## [What you are asked to do]
Return the entire listing, character for character.

Provided data below:

PR #4165, opened 2026-07-06
fixed 75567:Fix privilege escalation where ASSIGN implied full role admin access

bonnieshi43:
Fix ASSIGN grant incorrectly granting full access on security resources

End of Provided data.

## [Finished task]
PR #4165, opened 2026-07-06
fixed 75567:Fix privilege escalation where ASSIGN implied full role admin access

bonnieshi43:
Fix ASSIGN grant incorrectly granting full access on security resources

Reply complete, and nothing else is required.